## Exercise data
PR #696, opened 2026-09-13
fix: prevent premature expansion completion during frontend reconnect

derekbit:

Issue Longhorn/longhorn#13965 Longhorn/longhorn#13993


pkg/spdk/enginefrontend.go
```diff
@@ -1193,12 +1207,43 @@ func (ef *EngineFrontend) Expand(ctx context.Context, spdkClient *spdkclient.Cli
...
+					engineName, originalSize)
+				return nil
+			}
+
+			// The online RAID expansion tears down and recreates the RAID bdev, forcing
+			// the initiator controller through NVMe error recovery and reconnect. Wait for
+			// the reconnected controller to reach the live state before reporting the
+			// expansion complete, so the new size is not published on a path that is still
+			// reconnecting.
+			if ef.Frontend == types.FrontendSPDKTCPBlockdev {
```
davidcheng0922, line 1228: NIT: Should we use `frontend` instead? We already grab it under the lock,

## Work item
Lines in the entries above that hold "controller" should be counted; give only that count.

## Written answer
2